A plate of donuts is served in the break room. There are three donuts left for you to choose from: two glazed donuts, and one jelly-filled. You like both glazed and jelly donuts equally. You can only take one, but later if you come back to the break room you hope to find at least one of the other donuts still there, so you can take another. (But three donuts in one day is entirely too many for you; even if both donuts happen to remain when you come back, you'd be just as happy with one.) In the meantime though, it is possible that co-workers might check the break room and take a donut if they find one they like.
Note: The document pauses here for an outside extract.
PR #910, opened 2023-06-14
File System Access API

streamich:
Implements  [File System Access API](https://developer.mozilla.org/en-US/docs/Web/API/File_System_Access_API) on top of [Node FS API](https://nodejs.org/dist/latest-v20.x/docs/api/fs.html). I.e. one can instantiate a File System Access API on top of an `fs`-like API, the real `fs` module or the in-memory one from `memfs`.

You don't remember what kind of donuts your co-workers like, but you know everyone in the office who has a preference, has the *same* preference. In other words, if anyone refuses to eat glazed, then no one refuses to eat jelly, and vice versa. Additionally, some co-workers, like you, will eat any sort of donut.

**What type of donut should you take in order to maximize the chances of at least one donut remaining when you come back later?**

Why is this even an interesting problem? Hover below for hints, which are in no particular order and of dubious help.

- What if we know the ratio of co-workers who only eat a certain type of donut, to those who will eat anything?
- What if we know almost all our co-workers prefer one type of donut?
- This isn't stated in the problem, but assume that a co-worker who doesn't have a donut preference would select her donut at random.
- There are probably some people in the office who don't want any donuts. Does this affect the strategy? Are you sure?
- What if we have an idea of how many co-workers are likely to visit the break room by the time we return?
- I don't know the answer to this problem, but it seems to depend on both the ratio in hint 1 and the number in hint 5.